INSTRUCTIONS TO FOLLOW
Lines in the listing below that contain the string "quote" are to be found and copied.

Start of Block

PR #3341, opened 2026-07-17
feat(qdrant): publish ca.crt-only trust anchor to tenants

lexfrei:
## What this PR does

Converges qdrant onto the key-free CA trust-anchor contract (#2814), the same way #3340 does it for nats. The chart declares a `TenantProjection` sentinel naming its cert-manager CA Secret. The CA-extraction controller reads that declaration and publishes a key-free copy, `ca.crt` and nothing else, as `<release>.tenant-ca`. The qdrant ResourceDefinition selects that projection by label so it shows up in the tenant's secret list. No key-bearing Secret gains a tenant-visible label.

The sentinel is gated on the chart's TLS condition. Engines whose operator mints a CA unconditionally do not need that, but qdrant only has a CA while TLS is on, and an ungated sentinel would sit `Ready=False`/`SourceNotFound` on every plaintext release.

This was held while the CA-extraction controller was still open. That controller landed in #3407, so the sentinel is honoured as soon as this merges and the hold is gone.

Tests pin the invariants that otherwise fail silently. The sentinel carries no `ownerReferences`, so the lineage walk falls through to the Flux release label. Neither key-bearing Certificate stamps a tenant-visible label on its Secret. The two objects that decide which Secrets a tenant may actually read, the dashboard Role with its binding and the ResourceDefinition, are pinned whole rather than checked for known-bad names: a rule granting secrets with no `resourceNames` is unrestricted rather than narrow, and a label selector can reach a key-bearing Secret while every name in the file stays correct, so neither adds a name for a probe to notice.

Part of #2814.

### Follow-ups

What this PR does not do, and where each belongs instead.

- nats converges the same contract in #3340 and has no `dashboard-resourcemap_test.yaml`, so the dashboard Role pin belongs there too. Tracked in #3701 along with postgres, which already carries the label selector with no guard behind it.
- The qdrant e2e fixture runs plaintext (`hack/e2e-chainsaw/qdrant/qdrant.yaml` sets `external: false`), so nothing in CI walks the path from the sentinel to `tenantsecrets`. postgres has a `verify-tenant-ca-projection` step to copy.
- `hack/check-qdrant-rd-secrets.bats` is engine-agnostic apart from two literals, the chart path and the expected Secret set. The third copy of it is the point to parameterise over `packages/system/*-rd/cozyrds/` instead of copying again.

### Downstream repositories

Walked the trigger map in `docs/agents/contributing.md` against the diff, file by file. Nothing needs a manual follow-up, but not for the reason a values-only walk would give: the website reference page for an app is regenerated from that package's `README.md`, and this PR does change it. `qdrant` is in the app list hardcoded in the website `Makefile`, so the docs bot picks the new section up on the next stable tag and there is nothing to open by hand. The Terraform provider's schema is hand-written against `values.schema.json`, which is untouched, and the provider offers no typed access to the new projection, the same position it holds for every other Secret it does not model. No package is added, renamed or removed, and the `cozyrds` file is edited in place rather than renamed, so the ccp dependency-contract anchor still resolves.

User-facing documentation for consuming the trust anchor ships with the chart README, matching #3340.

### Release note

```release-note
feat(qdrant): expose the CA certificate to tenants as a key-free `<release>.tenant-ca` Secret
```

## Summary by CodeRabbit

* **New Features**
  * Tenant environments can securely access the Qdrant TLS CA certificate without receiving the private key.
  * TLS CA access is automatically enabled when TLS or external access is configured.

* **Documentation**
  * Expanded TLS guidance explains certificate validation and provides commands for retrieving the tenant CA certificate.

* **Tests**
  * Added coverage for TLS projections, secret visibility, dashboard resources, and secure fail-closed secret exposure.

### DIFF
--- a/packages/apps/qdrant/tests/certmanager_test.yaml
+++ b/packages/apps/qdrant/tests/certmanager_test.yaml
@@ -107,6 +107,56 @@ tests:
           value: false
         documentIndex: 3
 
+  ###################################################
+  # Key-bearing Secrets stay invisible to tenants   #
+  ###################################################
+
+  # Both Certificates below mint a private key. The qdrant ResourceDefinition
+  # grants tenants read access to Secrets matching
+  # internal.cozystack.io/tenant-ca, so stamping either label here would hand
+  # the tenant a signing key. Only the controller-authored projection may
+  # carry them.
+  #
+  # Selected by the Secret each Certificate writes rather than by position: a
+  # documentIndex would follow the slot, so reordering this template would let
+  # a labelled key-bearing Certificate slide out from under the assertion and
+  # pass green.
+  - it: the key-bearing CA Secret is never marked tenant-readable
+    release:
+      name: test-qdrant
+      namespace: tenant-test
+    set:
+      tls:
+        enabled: true
+      _cluster:
+        cluster-domain: cozy.local
+    documentSelector:
+      path: spec.secretName
+      value: test-qdrant-ca
+    asserts:
+      - notExists:
+          path: spec.secretTemplate.labels["internal.cozystack.io/tenant-ca"]
+      - notExists:
+          path: spec.secretTemplate.labels["internal.cozystack.io/tenantresource"]
+
+  - it: the key-bearing leaf Secret is never marked tenant-readable
+    release:
+      name: test-qdrant
+      namespace: tenant-test
+    set:
+      tls:
+        enabled: true
+      _cluster:
+        cluster-domain: cozy.local
+    documentSelector:
+      path: spec.secretName
+      value: test-qdrant-tls
+    asserts:
+      - notExists:
+          path: spec.secretTemplate.labels["internal.cozystack.io/tenant-ca"]
+      - notExists:
+          path: spec.secretTemplate.labels["internal.cozystack.io/tenantresource"]
+
   - it: leaf cert has server auth and client auth EKU
     release:
       name: test-qdrant
--- a/packages/apps/qdrant/tests/certmanager_test.yaml
+++ b/packages/apps/qdrant/tests/certmanager_test.yaml
@@ -111,11 +111,27 @@ tests:
   # Key-bearing Secrets stay invisible to tenants   #
   ###################################################
 
-  # Both Certificates below mint a private key. The qdrant ResourceDefinition
-  # grants tenants read access to Secrets matching
-  # internal.cozystack.io/tenant-ca, so stamping either label here would hand
-  # the tenant a signing key. Only the controller-authored projection may
-  # carry them.
+  # Both Certificates below mint a private key. Neither may carry the labels
+  # the tenant read path selects on; only the controller-authored projection
+  # may.
+  #
+  # That path has two gates and this label is the second one. tenantsecrets
+  # serves Secrets labelled internal.cozystack.io/tenantresource=true, and the
+  # lineage webhook sets that by matching the Secret against the application
+  # definition's spec.secrets selectors, one of which is the tenant-ca label
+  # below. It only gets that far for a Secret whose owner it can resolve:
+  # pkg/lineage walks ownerReferences, then falls back to a
+  # helm.toolkit.fluxcd.io/name label, and returns no owner otherwise, in
+  # which case the webhook stamps nothing at all. A Secret cert-manager writes
+  # has neither while enableCertificateOwnerRef is false, which is how
+  # cert-manager ships here, so the label on its own is inert today.
+  #
+  # It stops being inert under --enable-certificate-owner-ref, which puts an
+  # ownerReference to the Certificate on the Secret, and the Certificate does
+  # carry the Flux label the walk needs. Same if a secretTemplate ever copies
+  # that label across. So the guard is not protecting against today's config;
+  # it is keeping a cluster flag from being what decides whether the CA
+  # private key is tenant-readable.
   #
   # Selected by the Secret each Certificate writes rather than by position: a
   # documentIndex would follow the slot, so reordering this template would let
--- a/packages/apps/qdrant/tests/tenant_projection_test.yaml
+++ b/packages/apps/qdrant/tests/tenant_projection_test.yaml
@@ -1,0 +1,118 @@
+suite: qdrant TenantProjection sentinel
+
+# The chart renders one TenantProjection per TLS-enabled release: the
+# declaration that tells the CA-extraction controller to lift ca.crt out of the
+# key-bearing <release>-ca into the tenant-readable <release>.tenant-ca
+# projection.
+#
+# The load-bearing invariant is the ABSENCE of ownerReferences. The sentinel must
+# carry none — it owns the projection, and it is itself owned only through the
+# helm.toolkit.fluxcd.io/name label Flux stamps, which is how the lineage webhook
+# resolves the application. An ownerReference here would short-circuit that walk
+# and silently break the tenant's read path (pkg/lineage/lineage.go).
+
+release:
+  name: test-qdrant
+  namespace: tenant-test
+
+templates:
+  - templates/tenant-projection.yaml
+
+tests:
+  - it: renders exactly one TenantProjection named after the release
+    set:
+      tls:
+        enabled: true
+    asserts:
+      - hasDocuments:
+          count: 1
+      - isKind:
+          of: TenantProjection
+      - equal:
+          path: apiVersion
+          value: internal.cozystack.io/v1alpha1
+      - equal:
+          path: metadata.name
+          value: test-qdrant-ca
+
+  - it: declares a CACert projection of the chart's CA
+    set:
+      tls:
+        enabled: true
+    asserts:
+      - equal:
+          path: spec.projections[0].type
+          value: CACert
+      - equal:
+          path: spec.projections[0].sourceSecretName
+          value: test-qdrant-ca
+      - equal:
+          path: spec.projections[0].sourceKey
+          value: ca.crt
+
+  # The one genuine invariant. pkg/lineage/lineage.go returns early once a
+  # ownerReferences is present, so the helm-label fallback that resolves the
+  # application is never reached: the projection never gets tenantresource=true
+  # and the tenant silently loses the anchor. Adding one breaks the read path
+  # with no error anywhere.
+  - it: carries no ownerReferences
+    set:
+      tls:
+        enabled: true
+    asserts:
+      - notExists:
+          path: metadata.ownerReferences
+
+  # Not invariants — conformance to the shared sentinel shape. Setting either
+  # would be functionally harmless here (the release namespace is where Helm
+  # puts it either way, and Flux stamps its own label at apply time), but every
+  # engine's sentinel is meant to be the same eight lines, so a local
+  # embellishment is a divergence to catch at review rather than in six copies.
+  - it: matches the shared sentinel shape
+    set:
+      tls:
+        enabled: true
+    asserts:
+      - notExists:
+          path: metadata.namespace
+      - notExists:
+          path: metadata.labels
+
+  # Unlike CNPG, qdrant's CA exists only while TLS is on. An ungated sentinel
+  # would sit Ready=False/SourceNotFound forever on every plaintext release.
+  #
+  # The gate must track the chart's effective TLS state, not the raw
+  # tls.enabled value: leaving it unset means "follow external". A naive
+  # `if .Values.tls.enabled` still passes the two explicit cases below while
+  # silently publishing no anchor to exactly the releases most likely to need
+  # one, so both implied legs are pinned too.
+  - it: renders the sentinel when TLS is implied by external access
+    set:
+      external: true
+    asserts:
+      - hasDocuments:
+          count: 1
+
+  - it: renders nothing when TLS is implied off by external being false
+    set:
+      external: false
+    asserts:
+      - hasDocuments:
+          count: 0
+
+  - it: renders nothing when TLS is explicitly disabled despite external access
+    set:
+      external: true
+      tls:
+        enabled: false
+    asserts:
+      - hasDocuments:
+          count: 0
+
+  - it: renders nothing when TLS is disabled
+    set:
+      tls:
+        enabled: false
+    asserts:
+      - hasDocuments:
+          count: 0
--- a/hack/check-qdrant-rd-secrets.bats
+++ b/hack/check-qdrant-rd-secrets.bats
@@ -1,0 +1,140 @@
+#!/usr/bin/env bats
+# Unit test: the qdrant ResourceDefinition hands tenants the key-free trust
+# anchor and nothing else.
+#
+# The chart issues qdrant-<name>-ca (CA certificate AND CA private key, the
+# latter under tls.key) and qdrant-<name>-tls (server certificate AND server
+# private key). Neither may reach a tenant: read access to the CA key would
+# let the holder issue certificates for anything rather than merely verify the
+# server. What a client actually needs is ca.crt alone, delivered by the
+# CA-extraction controller as the key-free <release>.tenant-ca projection and
+# selected by LABEL rather than by name, because a name grant conveys whatever
+# happens to occupy that name.
+#
+# Asserted against the RENDERED chart, not against cozyrds/qdrant.yaml on
+# disk. templates/cozyrd.yaml globs cozyrds/* and emits each match through
+# .Files.Get, so what ships is the render: reading one source file would miss
+# a second file in that directory, and a dotfile the glob picks up. Helm
+# ignores dotfiles only under templates/, so one here does ship.
+#
+# This lives in bats rather than helm-unittest because packages/system/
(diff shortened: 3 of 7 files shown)


lexfrei:
Closing — opened before the branch cleared its review gate. Will reopen once the gate is green.

IvanHunters (commented):

Verified:
- The key-bearing CA Secret is stamped `internal.cozystack.io/publish-ca-cert`, while the tenant-facing cozyrds selector matches `internal.cozystack.io/tenant-ca`. The leaf cert carries no publish labels. No TLS private key reaches the tenant tier.
- Neither label has an in-tree consumer yet, so this leg is inert until the CA-extraction controller (#3299) lands.
- Upgrade: adding `secretTemplate` to an existing CA Certificate is an in-place Secret-metadata patch, no reissuance. Fresh install renders identically plus two currently-unused labels.

Non-blocking:
- PR body omits the mandatory Downstream Repositories checklist; the diff is qdrant-only so most likely no downstream repo is affected, but that should be stated rather than omitted.
- The `release-note` reads in present tense as if shipped, which is slightly ahead of the inert-until-#3299 reality.
- Consider enforcing the hold-until-#3299 intent with a draft/blocking label rather than prose.

lexfrei:
All three notes addressed.

The Downstream Repositories checklist is now in the body, walked file by file rather than assumed: no package added or renamed, `values.yaml` and `values.schema.json` untouched, and the cozyrds file edited in place rather than renamed, so nothing in the trigger map fires. The reasoning is stated rather than left as a bare tick.

The hold is now the `do-not-merge/hold` label instead of a sentence, which also settles the release-note tense — with the hold enforced the note cannot ship ahead of the controller that makes it true.

On the contract itself I re-checked against the constants in #3299 rather than by eye: `SourceLabel`, `SourceReleaseLabel` and `TenantCALabel` all match, and the omitted `publish-ca-cert-key` annotation defaults to `ca.crt`, which is the key cert-manager populates for this CA. The tests are not tautological either — mutating the template three ways (flipping the label value, dropping `secretTemplate`, moving the labels onto the leaf certificate) turns each of them red, the last being the key-leak case.

packages/apps/qdrant/tests/certmanager_test.yaml
```diff
@@ -107,6 +107,43 @@ tests:
...
+      namespace: tenant-test
+    set:
+      tls:
+        enabled: true
+      _cluster:
+        cluster-domain: cozy.local
+    asserts:
+      - notExists:
+          path: spec.secretTemplate.labels["internal.cozystack.io/publish-ca-cert"]
+        documentIndex: 3
```
myasnikovdaniil: This is where the key-leak guard is missing. The suite asserts the *leaf* carries no `publish-ca-cert`, but never asserts that either key-bearing cert lacks `tenant-ca` / `tenantresource` — which is the label the RD selector added by this PR actually keys on.

Mutation-proven: stamping `internal.cozystack.io/tenant-ca: "true"` onto the CA `secretTemplate` in `templates/certmanager.yaml` leaves this suite at **62 passed, 62 total**, while the equivalent mutation on nats fails with *"key-bearing CA Secret is never marked as a tenant-readable trust anchor"*.

Porting the two nats cases (`packages/apps/nats/tests/certmanager_test.yaml:167-190`) closes it:

```suggestion
        documentIndex: 3

  - it: key-bearing CA Secret is never marked as a tenant-readable trust anchor
    release:
      name: test-qdrant
      namespace: tenant-test
    set:
      tls:
        enabled: true
      _cluster:
        cluster-domain: cozy.local
    asserts:
      - notExists:
          path: spec.secretTemplate.labels["internal.cozystack.io/tenant-ca"]
        documentIndex: 1
      - notExists:
          path: spec.secretTemplate.labels["internal.cozystack.io/tenantresource"]
        documentIndex: 1
      - notExists:
          path: spec.secretTemplate.labels["internal.cozystack.io/tenant-ca"]
        documentIndex: 3
      - notExists:
          path: spec.secretTemplate.labels["internal.cozystack.io/tenantresource"]
        documentIndex: 3
```

(documentIndex 1 is the CA cert, 3 the leaf — matching the indices already used in this file.)

myasnikovdaniil (changes requested):
NOT LGTM — the contract itself is correct and byte-for-byte identical to #3340's, but this PR ships the same security-shaped change with the key-leak guard missing. Reviewed as a pair with #3340, which is where the gap becomes visible.

**Business context**: same as #3340 — tenants with TLS enabled get no CA to verify the server against, and the only existing CA Secret carries the private key; this opts qdrant into the shared key-free trust-anchor contract.

A framing note that applies to both PRs: neither actually projects `ca.crt`. Neither creates a Secret. Each stamps the `publish-ca-cert` labels on the cert-manager-authored CA Secret and adds a `matchLabels` selector to the ResourceDefinition; the key-free guarantee lives in #3299's controller. What these PRs own is the **inverse** risk — stamping a tenant-visible label onto the **key-bearing** Secret. That is the thing that needs guarding, and it is the thing that is guarded here only partially.

## Blocker

### The suite stays green when the key-bearing CA Secret is marked tenant-readable

`packages/apps/qdrant/tests/certmanager_test.yaml` — by absence.

**Evidence.** I stamped `internal.cozystack.io/tenant-ca: "true"` onto the CA `secretTemplate` in `packages/apps/qdrant/templates/certmanager.yaml:23-26` — the file this PR touches — and ran both suites:

```
qdrant  →  Tests: 62 passed, 62 total          ← mutation NOT caught
nats    →  FAIL tests/certmanager_test.yaml
           - key-bearing CA Secret is never marked as a tenant-readable trust anchor
           Tests: 1 failed, 54 passed
```

This is not a hypothetical mutation. The RD selector added by this very PR (`packages/system/qdrant-rd/cozyrds/qdrant.yaml:36-37`) is `matchLabels: internal.cozystack.io/tenant-ca: "true"`, and the CA Secret carries the CA **private key** under `tls.key` (`isCA: true`, `certmanager.yaml:31`). So a one-line edit to a file in this PR's own diff would grant every tenant subject read access to the CA private key — sufficient to issue certificates for anything — with CI fully green.

The existing tests here do cover the adjacent case: `leaf certificate does NOT carry publish-ca-cert labels` asserts `notExists` for `publish-ca-cert` on documentIndex 3. What is missing is the assertion that neither key-bearing cert carries `tenant-ca` or `tenantresource` — which is exactly the label the RD selector keys on. #3340 asserts both, on both documents (`packages/apps/nats/tests/certmanager_test.yaml:167-190`).

Fix is roughly 14 lines, ported from nats — see the inline suggestion.

## Action items (non-blocking)

**1. Port the RD/Role guard.** `hack/check-nats-rd-secrets.bats` (107 lines) covers a layer helm-unittest structurally cannot: neither the cozyrds nor the dashboard Role is a chart template. qdrant has no equivalent, so deleting its selector or adding a key-bearing name to `resourceNames` is entirely unguarded. A `hack/check-qdrant-rd-secrets.bats` is picked up automatically by `BATS_UNIT_FILES` (`Makefile:162`). Use `${BATS_TEST_FILENAME:-$0}` as nats does — that is the idiom that avoids the `set -u` abort trap that has bitten other suites here.

**2. Quote the release label for parity.** `certmanager.yaml:26` — `{{ .Release.Name }}` versus nats's `{{ .Release.Name | quote }}`. Cosmetic only, and I confirmed it cannot bite: release prefixes are `qdrant-` (cozyrds:13), so the value always begins with letters and can never parse as a bare numeric or boolean scalar. Worth aligning anyway since the two files are otherwise identical.

**3. Settle the docs question across the pair.** This PR's body argues user-facing documentation belongs with the controller that creates it (#3299) rather than with a per-app label leg — a defensible position. But #3340, same author and same contract, adds 19 lines of tenant-facing README. Both cannot be right for one contract; worth picking one and applying it to both engines.

## Contract consistency — the wire format is genuinely identical

To be clear about what is *not* wrong here, since the blocker is about guard strength rather than the contract:

| Aspect | #3340 nats | #3341 qdrant | Same |
|---|---|---|---|
| Source label | `publish-ca-cert: "true"` | identical | yes |
| Release label value | `{{ .Release.Name \| quote }}` | unquoted | cosmetic |
| Stamped on | `{{ .Release.Name }}-ca` CA cert `secretTemplate` | identical | yes |
| Leaf cert | unlabelled | unlabelled | yes |
| RD selector | `matchLabels: tenant-ca: "true"` | identical | yes |
| RD name grants | `nats-{{ .name }}-credentials` | `qdrant-{{ .name }}-apikey` | engine-specific, correct |
| TLS-disabled render | fully gated | identical | yes |
| **Key-leak negative tests** | **yes** | **no** | **blocker** |
| **RD/Role bats guard** | **107 lines** | **none** | action item 1 |
| **Tenant-facing README** | **19 lines** | **none** | action item 3 |

All three wire constants match #3299 exactly (`SourceLabel` reconciler.go:229, `SourceReleaseLabel` :262, `TenantCALabel` :268), so tenants do get a consistent contract across both engines. The divergence is entirely in guard strength and documentation.

Root cause of the asymmetry is visible in the diff sizes and is worth naming, because it is not carelessness: #3340 was advertised at +34/-0 and is now +189/-0, having picked up a hardening pass under review. #3341 has the identical 6-line functional core at its originally-advertised +43/-0 — it simply never received that pass. Porting it across is what closes the gap.

## Merge order

After #3299, and after the blocker above. Both labels have zero producers and consumers on main (`git grep`), so this is inert until the controller lands. #3299 is reviewed and ready; #3340 is ready as-is.

## Dismissed

- **Private-key leak via templating** (a `range` over `.data`, a whole-secret copy) — neither PR creates a Secret. The projection is built by #3299's `projectionData`, which returns exactly `map[string][]byte{"ca.crt": chain}` rebuilt from parsed x509 blocks. Structurally single-key.
- **Empty or invalid Secret when TLS is disabled** — the template is fully gated at `templates/certmanager.yaml:6`; nothing renders.
- **`matchLabels` unsupported in RD `spec.secrets.include`** — supported, and already used by bucket-rd, harbor-rd, kubernetes-rd, rabbitmq-rd and vm-instance-rd.
- **Missing helm-unittest `test:` target** — present; 62/62 pass locally.

lexfrei:
@myasnikovdaniil Blocker closed. The branch changed under your review: the contract is the `TenantProjection` sentinel now, so `publish-ca-cert` is gone from the diff and the PR body describes the sentinel.

Key-leak cases are in `certmanager_test.yaml`, addressed by `documentSelector` on `spec.secretName` instead of `documentIndex`, so reordering the template cannot slide a labelled Certificate out from under them. Checked by mutation, not by reading.

On action item 1 you were half right. helm-unittest cannot see the cozyrds file, but `dashboard-resourcemap.yaml` is a chart template, and kafka and mongodb already pin that class there. That distinction matters: a grant wrapped in the same condition that creates the CA renders only with TLS on, so a check running on default values inspects the one permutation where the Secret does not exist. The Role went into `tests/dashboard-resourcemap_test.yaml`, and only the ResourceDefinition stayed in bats, asserted against the rendered chart because the template globs a directory.

Both are pinned whole instead of probed for known-bad names, since the variants that matter add no name to notice. A rule granting secrets with no `resourceNames` is unrestricted rather than narrow, and a second `matchLabels` include on a label cert-manager stamps on its own Secrets conveys the CA key while every name in the file stays correct.

Item 2 is moot, the sentinel rework dropped `secretTemplate` from both charts. Item 3 went your way, the README section is in.

Two things out of scope here. The Role gap is not qdrant-specific, the same one-line edit works on #3340. And the qdrant e2e fixture runs plaintext, so the controller to tenantsecrets path is not exercised in CI; postgres has a `verify-tenant-ca-projection` step as the model. Both coming as separate PRs.

packages/apps/qdrant/tests/certmanager_test.yaml
lexfrei: The blocker is closed, though not by the patch you suggested. The branch moved to the `TenantProjection` sentinel while your review was open, so `certmanager.yaml` is out of the diff entirely and there is no `secretTemplate` left on either Certificate to stamp.

The two key-leak cases are in `certmanager_test.yaml` regardless, selected by `documentSelector` on `spec.secretName` rather than by `documentIndex`, so reordering the template cannot slide a labelled Certificate out from under them.

Checked by mutation, not by reading. Stamping `internal.cozystack.io/tenant-ca` on the CA `secretTemplate` turns the suite red, so does stamping it on the leaf, and so does renaming the CA `secretName` — the selector fails loudly rather than matching nothing and passing green. Twelve mutations across the sentinel, the dashboard Role and the ResourceDefinition, no survivors.

lexfrei:
@myasnikovdaniil Re-review, please. The branch moved to the `TenantProjection` sentinel while your review was open, and every item you raised is closed against the current diff.

Blocker: `tests/certmanager_test.yaml` asserts that neither key-bearing Certificate carries `tenant-ca` or `tenantresource`, selected by `documentSelector` on `spec.secretName` rather than by index, so reordering the template cannot slide a labelled Certificate out from under the assertion. Item 1: `hack/check-qdrant-rd-secrets.bats` pins the ResourceDefinition against the rendered chart, since `templates/cozyrd.yaml` globs the directory and reading one source file there would miss a second, and the dashboard Role went into `tests/dashboard-resourcemap_test.yaml`; both are compared whole rather than probed for known-bad names, because the variants that matter add no name to notice. Item 2 is moot, the rework dropped `secretTemplate` from both Certificates and took `certmanager.yaml` out of the diff entirely. Item 3 went your way, the tenant-facing README section is in.

The merge order you set is satisfied: #3299 was superseded by #3407, which merged on 23 July, so the hold came off.

Checked by mutation rather than by reading. Eleven mutations across both Certificates, the sentinel, the ResourceDefinition and the Role, no survivors: stamping either label on either key-bearing Certificate, dropping the label selector, granting the CA Secret by name, an include that restricts nothing, a second selector on a label cert-manager stamps on its own Secrets, an `ownerReference` on the sentinel, a naive `.Values.tls.enabled` gate, and the CA Secret added to the dashboard Role. Renaming the CA `secretName` turns the suite red too, so the selector fails loudly instead of matching nothing and passing green. `make generate` is a no-op on this tree.

IvanHunters (approved):
LGTM.

Verified the trust anchor is ca.crt-only: the TenantProjection (`<release>-ca`, kind CACert, sourceKey `ca.crt`) matches the merged postgres reference template byte-for-byte, and the cacert controller refuses private-key material. Canonical name `<release>.tenant-ca` and the `internal.cozystack.io/tenant-ca: "true"` selector line up with the ADR. Dashboard RBAC coverage via helm-unittest over the tri-state TLS matrix is solid.

Nothing blocking.

packages/apps/qdrant/tests/certmanager_test.yaml
lexfrei: Addressed on the current head. The key-leak guard the thread asked for is present:  on both  and  for both key-bearing Certificates, addressed by  on  rather than by document index, so reordering the rendered documents does not defeat the assertion.

packages/apps/qdrant/tests/tenant_projection_test.yaml
```diff
@@ -0,0 +1,118 @@
...
+      - isKind:
+          of: TenantProjection
+      - equal:
+          path: apiVersion
+          value: internal.cozystack.io/v1alpha1
+      - equal:
+          path: metadata.name
+          value: test-qdrant-ca
+
+  - it: declares a CACert projection of the chart's CA
```
myasnikovdaniil, line 38: Nothing pins the length of `spec.projections` and `hasDocuments` counts documents, so a second `CACert` entry with `sourceKey: tls.key` renders inside the same document and the suite stays at 103. Not a leak, the controller refuses a multi-entry sentinel (`internal/controller/cacert/reconciler.go:363-375`), so the anchor just disappears instead. `lengthEqual` on `spec.projections`, like #3340 has it.

myasnikovdaniil (approved):
LGTM. The blocker is closed: stamping `internal.cozystack.io/tenant-ca` on the CA `secretTemplate` now reddens `certmanager_test.yaml`, and that is the exact edit that passed 62/62 in July. Selecting by `spec.secretName` instead of documentIndex was the right call, a template reorder cannot move the assertion onto something else.

The bats guard came out stronger than the nats one because it renders the chart, so a second file under `cozyrds/` gets caught. Eight mutations, seven red. The green one is in the inline comment.

`hack/e2e-chainsaw/qdrant/qdrant.yaml` runs `external: false` with `tls` unset, so `qdrant.tls.enabled` is false and the sentinel never renders in CI. Nothing walks the path from the sentinel to `tenantsecrets` for qdrant, and the lineage webhook leg is the part no unit test can reach. postgres has that step at `hack/e2e-chainsaw/postgres/chainsaw-test.yaml:138-207` and it adapts directly. You already list this as a follow-up so I am not asking for it here.

Branch is 389 commits behind main and CI is from Jul 27. Merged onto current main locally: clean, `helm unittest packages/apps/qdrant` 103/103, bats guard 3/3, meta-guards green. Needs a rebase and a fresh run.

End of Block

OUTPUT OF THE TASK
**2. Quote the release label for parity.** `certmanager.yaml:26` — `{{ .Release.Name }}` versus nats's `{{ .Release.Name | quote }}`. Cosmetic only, and I confirmed it cannot bite: release prefixes are `qdrant-` (cozyrds:13), so the value always begins with letters and can never parse as a bare numeric or boolean scalar. Worth aligning anyway since the two files are otherwise identical.
| Release label value | `{{ .Release.Name \| quote }}` | unquoted | cosmetic |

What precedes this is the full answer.